301. Lo aconsejable es la risa, pero lo imprescindible es la resistencia, sobre todo cuando la vida nos arrebata la risa.

302. No conocemos del todo nuestra conciencia. El capitán de un buque no puede estar al mismo tiempo respirando salitre en la cubierta y el mal olor de la sentina.

303. La alegría de los dichosos se desborda como un manantial, pero no logra calmar la sed de los infelices.

304. Sé feliz con poco y la felicidad te dará más.

305. Las grandes almas son las cosmopolitas de la sensibilidad: se pasean por todas las experiencias como si fuesen calles de la ciudad de la psicología humana.
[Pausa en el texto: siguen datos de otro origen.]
PR #7765, opened 2026-02-22
fix(client-config-service): correct RecorderStatus enum values to match API response

TrevorBurnham:
## Problem

The `RecorderStatus` enum in `@aws-sdk/client-config-service` defines values in TitleCase:

```ts
export const RecorderStatus = {
  Failure: "Failure",
  NotApplicable: "NotApplicable",
  Pending: "Pending",
  Success: "Success",
} as const;
```

However, the actual AWS Config API returns UPPER_SNAKE_CASE values: `"SUCCESS"`, `"FAILURE"`, `"PENDING"`, `"NOT_APPLICABLE"`. This means comparisons like `status === RecorderStatus.Success` never match the real API response.

## Solution

This PR updates the enum values in the Smithy service model (`codegen/sdk-codegen/aws-models/config-service.json`) to change `smithy.api#enumValue` from TitleCase to UPPER_SNAKE_CASE. The other changes are auto-generated from that change.

The enum keys remain unchanged (e.g., `RecorderStatus.Success`), so existing code using the keys will continue to work, but the values they resolve to now match what the API actually returns.

### DIFF
--- a/clients/client-config-service/src/commands/DescribeConfigurationRecorderStatusCommand.ts
+++ b/clients/client-config-service/src/commands/DescribeConfigurationRecorderStatusCommand.ts
@@ -63,7 +63,7 @@ export interface DescribeConfigurationRecorderStatusCommandOutput extends Descri
  * //       lastStartTime: new Date("TIMESTAMP"),
  * //       lastStopTime: new Date("TIMESTAMP"),
  * //       recording: true || false,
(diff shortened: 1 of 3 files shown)


kuhe:
service model changes must come from the internal release process, please request for the service team to initiate the change, or contact me internally if you have questions on how to do that.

306. Todos los animales huelen infaliblemente la proximidad de sus alimentos. Tan sólo cierta especie huele, también infaliblemente, el dinero. 

307. Bendigamos a la hermana Fantasía porque ella colorea nuestras circunstancias, tan grises por naturaleza. Le pasa como a los malos pintores: cubren su deficiencia con chafarrinones llamativos y generosos.
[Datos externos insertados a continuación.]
PR #7767, opened 2026-02-22
fix(compilation): disable Rollup externalLiveBindings to fix Jest auto-mocking

### LINKED ISSUE #7748: AWS SDK v3: Lazy `Object.defineProperty` re-exports break Jest auto-mocking

## Summary

This bug is related to using Jest in combination with aws-sdk, so apologies if this is the wrong place for this, but a recently release change in @aws-sdk/client-dynamodb broke some tests.

Starting in `@aws-sdk/client-dynamodb` 3.988.0, exception classes like `ConditionalCheckFailedException` are re-exported from the package entrypoint via lazy `Object.defineProperty` getters. When Jest's `jest.mock()` auto-mock encounters these getters, it fails to resolve them — the exports become `undefined` at runtime.

This affects any test that auto-mocks an SDK client module and then references an exception class or other re-exported symbol from that same module.

## Question
Maybe this isn't a bug, but intentional?
Is the switch to lazy `Object.defineProperty` getters for re-exported symbols (exception classes, command classes, etc.) intentional and permanent? Or is this an unintended side effect of a build tooling change?

### Regression Issue

### SDK version number

@aws-sdk/package-name@3.988.0

Node.js

v22.17.0

### Reproduction Steps

```ts
import { ConditionalCheckFailedException } from "@aws-sdk/client-dynamodb";

jest.mock("@aws-sdk/client-dynamodb");

test("exception class is defined", () => {
  // Fails: ConditionalCheckFailedException is undefined
  expect(ConditionalCheckFailedException).toBeDefined();
});
```

**Environment:**
- `@aws-sdk/client-dynamodb` 3.988.0 ... 3.992.0 (last working version was 3.987.0)
- `jest` 29.7.0 (also reproduced on 30.1.3)
- `ts-jest` 29.2.5
- Node 22

### Observed Behavior

ConditionalCheckFailedException is undefined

308. Quien ha llegado cómodamente a su meta jamás lo gozará como quien ha tenido que alcanzarla cruzando espinosas dificultades.
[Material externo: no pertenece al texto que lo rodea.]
PR #7768, opened 2026-02-22
test(build): run partial package build prior to snapshot-write

kuhe:
### Issue
n/a

### Description
This adds back snapshot-write during codegen. It calls `tpk` before `snapshot-write`. This builds the core packages (82) and allows snapshotting to occur, since it relies on the client runtimes.

The clients are compiled from source by vitest, but the core needs to be prebuilt. 

### Checklist
  - [x] It's not a feature.
  - [x] No streams here.

---


kuhe:
This PR does not enable snapshots for any production clients, but I experimented with them.

On remote, writing 425 clients worth of snapshots takes about 60-90s. Comparison mode takes about the same time.

There are 18,000+ test cases, which is expected due to the total number of operations being 1-1 with snapshots. The Node.js process runs out of memory on the last four clients due to the clients' source files being part of the vitest (esbuild) build. 

We will either want to not snapshot all clients, or break the test into multiple parts, or increase the available memory.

309. La gente se congratula con la felicidad de los que más tienen como si la adulación fuese un salvoconducto para meterse en el pellejo de los poderosos o de los afortunados.

310. No merecemos aspirar a una felicidad duradera si no podemos resistir una breve desdicha.

311. La cultura erradica la ignorancia, pero no la necedad.

312. No hay mayor héroe que el que sufre a solas, y como un Ulises de la paciencia, se ata al palo de su soledad permanente para pasar la tormenta de su desgracia y no dar voces de auxilio a los que están en la costa; o sea: sus amigos y vecinos.

313. Nos amamos incluso cuando daríamos la vida por los que amamos, pero con ello nos redimiríamos del amor que recibimos de los seres que no amamos.

314. El éxito y el amor son las dos puertas a las que llamamos todos, pero hay quienes no tienen otra opción que llamar a la puerta de la muerte, cansado de llamar inútilmente a todas.

315. La maldad de los débiles es su única fuerza; despojarlos de ella es como soñar un mar sin tormentas y una selva sin fieras.

316. El joven puede, pero no sabe, el viejo sabe, pero no puede. Fuerza y experiencia no coinciden en el mismo sitio ni a la misma hora.

317. Es un milagro que en la confrontación sin cuartel entre los hombres existan la cultura y el arte, como si en la selva se cultivaran jardines exquisitos.

318. Además del que nos pensamos y nos sentimos, somos también el que se asombra y se avergüenza de lo que pensamos y lo que sentimos.

319. Si la metáfora es una ayuda para sacar a la luz lo abstracto, obstinarse en repudiarla es como negarle a un miope las gafas o a un inválido las muletas. ¿Prefiere la abstracción filosófica que en su parto de conocimiento no se utilice los fórceps que ayudan a sacar a la criatura que puede morir?

320. Las almas fuertes engalanan con sus mejores recuerdos toda la mezquindad del pasado, como el cronista de las tropas vencedoras no ve nada más que gloria y gozo en lo que fue carnicería y aullidos de dolor.